Take every line from the records below that includes the word "changed".

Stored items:
★ ★ ★ ★ ★

PR #758, opened 2019-10-16
Add object::write as alternative object file writer

bjorn3:
Based on https://github.com/philipc/rustc_codegen_cranelift/commit/3db299698363041b3a6c4182115115031e6796dc by @philipc.

## TODO

* [x] Change driver.rs to use when a feature flag is set.

### DIFF
--- a/src/backend.rs
+++ b/src/backend.rs
@@ -1,10 +1,13 @@
 use std::collections::HashMap;
 
-use cranelift_module::FuncId;
+use rustc::session::Session;
+
+use cranelift_module::{FuncId, Module};
 
 use faerie::*;
 use object::{SectionKind, RelocationKind, RelocationEncoding};
 use object::write::*;
+use cranelift_faerie::{FaerieBackend, FaerieBuilder, FaerieProduct, FaerieTrapCollection};
 use cranelift_object::*;
 
 use gimli::SectionId;
@@ -73,11 +76,11 @@ pub trait WriteDebugInfo {
     );
 }
 
-impl WriteDebugInfo for Artifact {
+impl WriteDebugInfo for FaerieProduct {
     type SectionId = SectionId;
 
     fn add_debug_section(&mut self, id: SectionId, data: Vec<u8>) -> SectionId {
-        self.declare_with(id.name(), Decl::section(faerie::SectionKind::Debug), data).unwrap();
+        self.artifact.declare_with(id.name(), Decl::section(faerie::SectionKind::Debug), data).unwrap();
         id
     }
 
@@ -89,6 +92,7 @@ impl WriteDebugInfo for Artifact {
         reloc: &DebugReloc,
     ) {
         self
+            .artifact
             .link_with(
                 faerie::Link {
                     from: from.name(),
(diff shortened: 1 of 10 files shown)


philipc:
Sorry I haven't had time to finish this off. Let me know if I can do anything to help debug the osx failure.

bjorn3:
No problem. The macOS failure is not caused by this. It fails on master too: https://github.com/bjorn3/rustc_codegen_cranelift/issues/728. Upstream issue: https://github.com/rust-lang/rust/issues/64872.

bjorn3:
@philipc Do you want to review this PR before I merge?

src/backend.rs
```diff
@@ -0,0 +1,219 @@
...
+            .unwrap();
+    }
+}
+
+impl WriteMetadata for object::write::Object {
+    fn add_rustc_section(&mut self, symbol_name: String, data: Vec<u8>, is_like_osx: bool) {
+        let segment = self.segment_name(object::write::StandardSegment::Data).to_vec();
+        let section_id = self.add_section(segment, b".rustc".to_vec(), object::SectionKind::Data);
+        let offset = self.append_section_data(section_id, &data, 1);
+        // FIXME implement faerie elf backend section custom symbols
```
philipc: What does this comment mean? Just wondering if this is something that can be fixed already.

src/debuginfo.rs
```diff
@@ -56,31 +56,22 @@ fn line_program_add_file(
...
-            DebugRelocName::Section(id) => id.name(),
-            DebugRelocName::Symbol(index) => ctx.symbols.get_index(index).unwrap(),
-        }
-    }
-}
-
 pub struct DebugContext<'tcx> {
     endian: RunTimeEndian,
-    symbols: indexmap::IndexSet<String>,
+    symbols: indexmap::IndexSet<(String, FuncId)>,
```
philipc: I'm not happy with this type for two reasons, but not sure if there is a way to improve it.

-  I tried to avoid unnecessary copies of symbol names for cranelift_object, but that seems to have just made things more complicated because since faerie still needs the copies.

- `FuncId` is already an index itself. However, not sure if we can use that, because maybe we'll need to change this to `FuncOrDataId` in future. At the least, it shouldn't be necessary to hash on the string, so I think `IndexMap<FuncId, String>` could be used.

src/driver.rs
```diff
@@ -147,59 +147,57 @@ fn run_aot(
...
             let tmp_file = tcx
                 .output_filenames(LOCAL_CRATE)
-                .temp_path(OutputType::Object, Some(&artifact.name));
-            let obj = artifact.emit().unwrap();
+                .temp_path(OutputType::Object, Some(&name));
+            let obj = product.emit();
             std::fs::write(&tmp_file, obj).unwrap();
             CompiledModule {
-                name: artifact.name,
+                name: name,
```
philipc:
```suggestion
                name,
```

src/backend.rs
bjorn3: The elf backend of faerie doesnt support `add_symbol`.

src/debuginfo.rs
bjorn3: It seems that `FuncId` has an `as_u32` method, so it is possible to get a `u32` index as required by gimli. This means that using `IndexMap<FuncId, String>` could work. For `FuncIdOrDataId` that would not work unforunately.

src/backend.rs
philipc: Ah ok, so this could be deleted here then? I think Windows will need to add this symbol too.

src/debuginfo.rs
bjorn3: It should be possible to encode if a `FuncIdOrDataId` is a `FuncId` or a `DataId` in the most significant bit.

bjorn3: Oh I see, `IndexMap` returns an index too.

bjorn3:
> I tried testing this for Windows but something unrelated to this PR has changed and I'm getting errors when linking:
>
> ```
> note: LINK : fatal error LNK1181: cannot open input file 'c.lib'
> ```

Thanks for testing.

Disclaimer: I have never used a compiler on Windows.

It seems to me that the linker couldn't find libc. `rustc` without cg_clif works for you right? cg_clif should use the same linker invocation as cg_llvm, as cg_clif uses `rustc_codegen_ssa::back::link::link_binary` just like cg_llvm.

philipc:
> rustc without cg_clif works for you right? cg_clif should use the same linker invocation as cg_llvm, as cg_clif uses `rustc_codegen_ssa::back::link::link_binary` just like cg_llvm.

`rustc` works for normal crates. But `test.sh` doesn't work even if I'm using rustc_codegen_llvm instead of cg_clif. I'll need to compare linker invocations with the older version to see what's changed.

bjorn3:
I think I know. It is `mini_core` which failed, isn't it? That one links to `libc`. I saw that you changed that to `msvcrt` on your windows branch, which I didnt cherry-pick.

philipc:
Thanks, yep that's what it is. I don't even remember doing that change. There's other changes needed too. I'll work on a PR for Windows once this is merged.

★ ★ ★ ★ ★

• [TASK RESULT]
> I tried testing this for Windows but something unrelated to this PR has changed and I'm getting errors when linking:
`rustc` works for normal crates. But `test.sh` doesn't work even if I'm using rustc_codegen_llvm instead of cg_clif. I'll need to compare linker invocations with the older version to see what's changed.
I think I know. It is `mini_core` which failed, isn't it? That one links to `libc`. I saw that you changed that to `msvcrt` on your windows branch, which I didnt cherry-pick.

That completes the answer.